Dataset records
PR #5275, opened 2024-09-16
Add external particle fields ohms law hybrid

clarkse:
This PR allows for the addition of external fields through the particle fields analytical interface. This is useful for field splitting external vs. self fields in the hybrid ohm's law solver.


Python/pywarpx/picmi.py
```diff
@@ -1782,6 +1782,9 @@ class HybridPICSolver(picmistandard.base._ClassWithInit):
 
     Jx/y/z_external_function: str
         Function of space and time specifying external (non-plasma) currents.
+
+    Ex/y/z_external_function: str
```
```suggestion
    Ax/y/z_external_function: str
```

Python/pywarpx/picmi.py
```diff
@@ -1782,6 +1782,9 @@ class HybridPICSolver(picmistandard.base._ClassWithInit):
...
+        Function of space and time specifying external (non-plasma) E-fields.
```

...

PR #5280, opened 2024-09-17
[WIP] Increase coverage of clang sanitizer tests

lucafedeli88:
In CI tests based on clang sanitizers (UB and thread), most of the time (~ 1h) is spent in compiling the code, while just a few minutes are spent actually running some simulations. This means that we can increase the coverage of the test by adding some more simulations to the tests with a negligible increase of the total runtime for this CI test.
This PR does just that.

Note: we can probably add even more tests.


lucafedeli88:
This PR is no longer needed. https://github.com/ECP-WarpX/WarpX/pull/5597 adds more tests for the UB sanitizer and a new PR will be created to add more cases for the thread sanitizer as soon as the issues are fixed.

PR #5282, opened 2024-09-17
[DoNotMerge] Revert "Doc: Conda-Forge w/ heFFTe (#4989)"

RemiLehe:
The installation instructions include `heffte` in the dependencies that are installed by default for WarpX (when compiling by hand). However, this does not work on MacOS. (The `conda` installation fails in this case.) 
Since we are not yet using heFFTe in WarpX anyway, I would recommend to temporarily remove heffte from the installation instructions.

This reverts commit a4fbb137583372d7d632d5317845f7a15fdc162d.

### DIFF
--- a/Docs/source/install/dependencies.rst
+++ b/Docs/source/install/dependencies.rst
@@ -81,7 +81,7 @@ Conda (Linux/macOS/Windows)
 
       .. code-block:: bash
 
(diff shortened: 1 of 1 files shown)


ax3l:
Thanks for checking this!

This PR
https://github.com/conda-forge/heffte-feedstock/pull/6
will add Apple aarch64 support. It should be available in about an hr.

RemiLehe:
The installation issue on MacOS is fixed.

What is needed
Show all lines from the data above in which the word "time" appears.

Exercise output
         Function of space and time specifying external (non-plasma) currents.
+        Function of space and time specifying external (non-plasma) E-fields.
In CI tests based on clang sanitizers (UB and thread), most of the time (~ 1h) is spent in compiling the code, while just a few minutes are spent actually running some simulations. This means that we can increase the coverage of the test by adding some more simulations to the tests with a negligible increase of the total runtime for this CI test.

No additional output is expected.